Pero aquel Niño, y la Virgen, convirtieron la leyenda en el origen de una devoción que cruzó el océano Atlántico durante el descubrimiento de América. Una leyenda apoyada en la española.

En Méjico, los conquistadores españoles llegaron a un lugar donde descansaron. En aquel lugar existía una mina de plata, tazón por la cual le llamaron Plateros. Un día, unos mineros llevaron a una mula a que bebiera de un lago cercano y, cuando le quitaron las cajas que portaba sobre su lomo para que bebiera, la mula salió huyendo sin que pudieran alcanzarla. Los mineros descubrieron en una de las cajas una moneda de plata y un Cristo. Los españoles decidieron construir allí una iglesia y su capitán ordenó traer de España una imagen de Nuestra Señora de Atocha, la cual colocó en el altar,  junto con el Cristo de plata.

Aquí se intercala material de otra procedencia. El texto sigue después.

PR #694, opened 2025-02-28
Fix build with Qt 6.9

heirecka:
That version added some overloads to setBrush [1], making the {} ambiguous:
"hotspot/src/models/timelinedelegate.cpp:197:26: error: call of overloaded 'setBrush(<brace-enclosed initializer list>)' is ambiguous"

[1] qtbase commit: 2ad79c626d7a94e545886152ce5ac3feabf619a2


milianw:
thanks!

Issue #691, opened 2025-01-25
Hotspot should escape Caller/Callee data to be graphed


cmack:
**Describe the bug**
While inspecting perf output from a dynamic language (Common Lisp; SBCL implementation) the Callee/Caller tab will not show the call graph for certain items when clicked. 

I used graphviz's dot command to  check the tmp file and found it also could not parse some items because the double-quotes were not escaped. I *believe* this is the main problem preventing display.

**To Reproduce**

1. Use SBCL and its sb-perf package to create the debug symbols then start perf recording normally. (I don't expect hotpot devs to do this unless they really want to)
2. Start Hotspot and then click on the Callee/Caller tab
3. Click on Callee or Caller items until you have a screen like the screenshot provided where the `graph /tmp/hotspot.<blah> loading...` message is seen and doesn't change even given enough time.

**Expected behavior**
For hotspot to generate a proper digraph file in the presence of symbols that have double quotes (or anything else that should be escaped) and the expected call graph can be seen.

**Screenshots**

![Image](https://github.com/user-attachments/assets/74693859-dca8-4384-813c-498e8d45fa69)

**Version Info (please complete the following information):**

- Linux Kernel version: `Linux multivec 6.12.10 #1 SMP PREEMPT_DYNAMIC 1 x86_64 GNU/Linux`
- perf version: `perf version 6.12.10-gnu`
- hotspot version (appimage? selfcompiled?): `1.5.80` -- GUIX compiled
- if self-compiled hotspot, what version of elfutils:

**Additional context**
This is the generated  tmp file.

[hotspot.GSyuJj.txt](https://github.com/user-attachments/files/18547815/hotspot.GSyuJj.txt)

lievenhey:
Hi, thanks for the report. Can you try again with https://github.com/KDAB/hotspot/pull/698 . That should fix it.

GitMensch:
Just to add to what was posted before - you may try the appimage from the CI build, link to that one: https://github.com/KDAB/hotspot/actions/runs/13784358035/artifacts/2728434083 - see https://github.com/KDAB/hotspot?tab=readme-ov-file#for-any-linux-distro-appimage for some details (note: I commonly make that executable, then run it with `--appimage-extract`, then running it from the extracted folder as that removes additional dependency and temporary mounts).
@cmack Thanks for your report back!

lievenhey:
[...]

PR #700, opened 2025-03-14
fix: escape special symbols in node labels of children, too

cmack:
## A Warning :)
C++ is not my everyday language, nor am I super familiar with the code to know if this may have unintended consequences.

## Details
Further fixes to #691 continuing the initial fix in fd9f7d10cd00832f2212b36f07da1752cbe550d5

I was able to test this locally with a perf.data file exhibiting the problem in the original issue and have not had problems seeing the graph while browsing various items in the Callee/Caller tab that previously failed.

I wasn't sure if line 88 would have been more appropriate/canonical for this fix...


milianw:
thanks, lgtm

PR #703, opened 2025-03-21
Properly include kgraphviewer_interface.h

gin-ahirsch:
The KGraphViewerPart CMake target sets the include-directory for the compiler including the kgraphviewer parent directory. Properly linking against the KGraphViewerPart target and fixing the include path is important when not using a system-wide installation of KGraphViewerPart (or when it is not installed in the default location).


milianw:
thanks!

GitMensch:
Any ETA on when kraphviewer may be part of the AppImage?

PR #707, opened 2025-04-02
fix: Always call QToolTip::showText with a widget

kbroulik:
Under Wayland, a popup must always have a parent window. Otherwise, the tooltip will show up as proper window with title bar and all and steal focus from the main window, causing the tooltip to just close again immediately.

---

Tooltip shows properly on Wayland now:

Screenshot_20250402_171910


milianw:
thanks!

Tiempo después, en una de las minas se produjo una explosión y muchos mineros quedaron atrapados en la mina. Sus esposas y familiares acudieron a la iglesia a orar ante la Virgen de Atocha. Entonces, descubrieron que el Niño no se encontraba en los brazos de su madre, pues había acudido donde se encontraban los mineros atrapados para darles comida y agua, y para mostrarles el camino de salida de la mina. Los mineros salieron con vida y el Niño apareció con los zapatos sucios y gastados.  Al Santo Niño de Atocha se le colocó en una caja de cristal para que todos los vieran y lo adoraran; se convirtió en el Patrón de esa comarca y en el protector de los mineros. 

Y hoy en día, los peregrinos siguen acudiendo a Plateros en Navidad para llevarle regalos. Y la fama del Niño de Atocha se fue extendiendo por las colonias españolas, por toda Hispanoamérica y Filipinas.